TASK DIRECTIONS.
Go through the records and copy each line where the word "Aachen" occurs.

----- THE INPUT

PR #777, opened 2024-12-07
Move bicilog to Nextbike

martgnz:
Bicilog has also moved, this time from Bicicard to Nextbike.

https://www.nextbike-bicilog.com/es/
https://logrono.es/-/el-servicio-de-bicilog-se-amplia-con-200-nuevas-bicicletas-50-de-ellas-electricas-y-ya-puede-ser-utilizado-por-toda-la-ciudadania

Part of #775.


eskerda:
Thanks. Let's 🙏  all itcl systems end up in nextbike

PR #781, opened 2025-01-13
Change Caen provider

Ephtolens:
Update the BSS provider for caen (cyckleo -> fifteen)


Ephtolens:
GBFS from Aachen (DE) and Le Locle (CH) seems broken and cause a test to fail

eskerda:
> GBFS from Aachen (DE) and Le Locle (CH) seems broken and cause a test to fail

Yeah, that's fine. Thanks for fixing Caen!

PR #786, opened 2025-01-16
Retire Youbike v1 feed

martgnz:
This system used two feeds, the "v1" version and the "v2" versions. They were serving the same data format but v1 was generated by their first generation of bikes/app in some cities and v2 serves the newest version, which was more widespread if i recall correctly. Unfortunately the whole build was failing because the v1 feed stopped working.

Looking at their sites (https://www.youbike.com.tw/region/main/) all the pages are now calling the v2 feed (e.g. https://www.youbike.com.tw/region/taipei/stations/list/) so I think it's safe to remove v1 from the call. My guess is that they managed to move all systems to this feed.

### DIFF
--- a/pybikes/youbike.py
+++ b/pybikes/youbike.py
@@ -8,7 +8,6 @@ from pybikes import BikeShareSystem, BikeShareStation, PyBikesScraper
 
 
 class YouBikeTw(BikeShareSystem):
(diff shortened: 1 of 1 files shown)


eskerda:
Seems they retired it on the 31th of dec. Data looks the same, so I think they probably migrated all to v2. Thanks for checking this!

PR #789, opened 2025-04-01
fix(vcub): Switch to gbfs

Ephtolens:
- Switch Bordeaux VLS from Keolis to GBFS (still keolis operator)
- Added support for GBFS v3 since num_bikes_available is not present anymore in station_status.json
- Remove gbfs that are empty or did not work anymore (502 bad gateway)

### DIFF
--- a/pybikes/data/gbfs.json
+++ b/pybikes/data/gbfs.json
@@ -1160,54 +1160,6 @@
             "feed_url": "https://santana.publicbikesystem.net/customer/gbfs/v2/gbfs.json"
         },
         {
-            "tag": "nicosia",
-            "meta": {
-                "latitude": 35.1886,
-                "longitude": 33.3570,
-                "city": "Nicosia",
-                "name": "Nicosia Bike Share",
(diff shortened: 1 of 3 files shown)


Ephtolens:
You're right, its a fix not a feat, i wrote too fast !

eskerda:
> You're right, its a fix not a feat, i wrote too fast !

I meant to change it on the commit messages themselves. Just rebase and remove the prefix if it's not relevant to the changes (ie: vcub has no relation to removing dead gbfs, adding partial support for gbfs is arguably a feat on gbfs, etc).

All these commit prefixes can get so many interpretations that my decision is to just **get rid of them**. I do not want to waste time discussing if something is a `fix` or a `feat` or a `chore`. If you want to include the implementation name in front of the commit, like: `[gbfs] add partial support for v3` that's fine but **not mandatory**.

Ephtolens:
Here is the new PR : https://github.com/eskerda/pybikes/pull/790

PR #790, opened 2025-04-03
[gbfs] Remove old gbfs, change vcub source and add support for gbfs v3

Ephtolens:
Here is the new PR, sorry for the inconvenience !

### DIFF
--- a/pybikes/gbfs.py
+++ b/pybikes/gbfs.py
@@ -22,7 +22,7 @@ def get_text(text):
         return text
     if isinstance(text, list):
         return next(iter(text))['text']
-    return ""
+    return None
 
 
 class Gbfs(BikeShareSystem):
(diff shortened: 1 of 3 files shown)


pybikes/gbfs.py
```diff
@@ -17,6 +17,14 @@
     unicode = str
 
 
+def get_text(text):
+    if isinstance(text, str):
+        return text
+    if isinstance(text, list):
+        return next(iter(text))['text']
+    return ""
```
eskerda, line 25: I prefer this function to return `None` and cascade a failure than hiding the error with an empty string.

```suggestion
    return None
```

pybikes/gbfs.py
```diff
@@ -242,8 +250,11 @@ def __init__(self, info, vehicles_info):
         if not info['is_installed']:
             raise exceptions.StationPlannedException()
 
-        self.name = unicode(info['name'])
-        self.bikes = int(info['num_bikes_available'])
+        self.name = unicode(get_text(['name']))
```
eskerda, line 253:
```suggestion
        self.name = unicode(get_text(info['name']))
```

PR #122, opened 2023-02-28
Tools for visualizing the size of the extension.

purple4reina:
This pull request updates the `scripts/visualize_size.sh` to include several more helpful tools. See the help menu included in the script for more details on each of these.

Also added is a `BUILD_TAGS` variable which allows for configuration of the go build tags used when building the extension. It defaults to `serverless`, so by default the build script will act just as it did before this change.


purple4reina:
Note that this PR adds a `BUILD_TAGS` env var which defaults to `serverless`. We can use this env var going forward to switch between otlp and not-otlp.

maxday (approved):

PR #130, opened 2023-03-06
Revert "Revert "Revert "Revert "Build binaries with otlp enabled.""""

astuyve:
lotta reverts here


purple4reina:
Sadly, I am stopping the loop and suggest we use this PR instead: https://github.com/DataDog/datadog-lambda-extension/pull/134

PR #136, opened 2023-03-17
Move from github-actions to gitlab to publish layers

maxday:
We're now using gitlab to build and publish layer
- remove binary from git
- remove aem encryption
- remove MFA as it's running on internal runner


.gitlab-ci.yml
```diff
@@ -0,0 +1,134 @@
...
+  GIT_DEPTH: 1
+  REGION_TO_DEPLOY:
+    description: "use sa-east-1 for dev, us-east-1 for RC, all for all regions"
+    value: sa-east-1
+  AGENT_BRANCH:
+    description: "datadog-agent branch you want to release"
+    value: main
+  LAYER_SUFFIX:
+    description: "Suffix to be appended to the layer name (default empty)"
+    value: ""
```
purple4reina, line 11: It would be nice to add build tags here as well, so we don't have to keep reverting PRs when we want to change the build tags.

purple4reina: Good idea. It's also less important now that we're solidly in the otlp build tag world as opposed to previously where we were going back and forth regularly.

PR #139, opened 2023-04-07
Disable function inlining, to reduce executable size

DarcyRaynerDD:
Disables function inlining, which in practice sees about a 3mb reduction in build size, or a ~11% reduction.


astuyve (approved):
Code LGTM, not sure about whitespace but then/fi is easy enough to read IMHO.

duncanista:
Closing due to stale

PR #147, opened 2023-07-06
Fix ARM build

maxday:
https://github.com/DataDog/datadog-lambda-extension/pull/145 introduced an issue where the SHA1 specified is no more compatible with multi-arch docker

This PRs use the AWS Lambda provided image + install go lang to avoid any issue with GLIBC + respect the multi arch

### DIFF
--- a/scripts/Dockerfile.build
+++ b/scripts/Dockerfile.build
@@ -1,13 +1,23 @@
 # syntax = docker/dockerfile:experimental
 
-# this fixes the version of the golang image to avoid breaking changes in glibc
-# sha1 comes from https://github.com/docker-library/repo-info/blob/b939681d85e36bae10eabe53b913f1d05e972f1f/repos/golang/remote/1.19.md
-FROM golang@sha256:2dde7ccba42da98d45e0f38f23f1c0d1474a779e4089faf665f9af0dd3f844db as builder
+FROM public.ecr.aws/lambda/provided:al2 as builder
 ARG EXTENSION_VERSION
 ARG AGENT_VERSION
 ARG CMD_PATH
 ARG BUILD_TAGS
 RUN mkdir -p /tmp/dd/datadog-agent
+
+# install go 1.19
+RUN yum install -y wget tar gzip gcc
+RUN arch="$(uname -m)"; \
+    if [ "${arch}" = 'aarch64' ]; then \
+        arch='arm64'; \
+    fi; \
+    if [ "${arch}" = 'x86_64' ]; then \
+        arch='amd64'; \
+    fi; \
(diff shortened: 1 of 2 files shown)


scripts_v2/Dockerfile.build
```diff
@@ -1,13 +1,23 @@
...
 
+# install go 1.19
+RUN yum install -y wget tar gzip gcc
+RUN arch="$(uname -m)"; \
+    if [ "${arch}" = 'aarch64' ]; then \
+        arch='arm64'; \
+    fi; \
+    if [ "${arch}" = 'x86_64' ]; then \
+        arch='amd64'; \
+    fi; \
```
purple4reina, line 17: alternatively, you could pass arch in as a build arg.

scripts_v2/Dockerfile.build
```diff
@@ -1,13 +1,23 @@
...
+    wget -O go1.19.10.linux-${arch}.tar.gz https://go.dev/dl/go1.19.10.linux-${arch}.tar.gz; \
+    tar -C /usr/local -xzf go1.19.10.linux-${arch}.tar.gz
```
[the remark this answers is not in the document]
truthbk: IMHO your build process should leverage a builder image that is already available with all dependencies like `golang` already satisfied. That said, the overhead of this should be relatively small compared to the actual build time.

scripts/Dockerfile.build
```diff
@@ -1,14 +1,24 @@
...
+# install go 1.19
+RUN yum install -y wget tar gzip gcc
+RUN arch="$(uname -m)"; \
+    if [ "${arch}" = 'aarch64' ]; then \
+        arch='arm64'; \
+    fi; \
+    if [ "${arch}" = 'x86_64' ]; then \
+        arch='amd64'; \
+    fi; \
+    wget -O go1.19.10.linux-${arch}.tar.gz https://go.dev/dl/go1.19.10.linux-${arch}.tar.gz; \
```
truthbk, line 19: I find it easier to leverage gimme in many of the agent builder images: https://github.com/travis-ci/gimme it will abstract much of what you've got here. 

But this is fine. One of the positives of this approach is you can validate the `sha256sum` of the downloaded artifacts for a more reproducible image (which is nice).

truthbk (commented):
Nice! I hope you guys can get this in soon! 🙇

scripts_v2/Dockerfile.build
maxday: yeah definitely, I'll leave this like that for now to be sure not to break backward compatibility

scripts/Dockerfile.build
maxday: ah nice I did not know about gimme, I'll definitely have a look thanks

----------

TASK SOLUTION.
GBFS from Aachen (DE) and Le Locle (CH) seems broken and cause a test to fail
> GBFS from Aachen (DE) and Le Locle (CH) seems broken and cause a test to fail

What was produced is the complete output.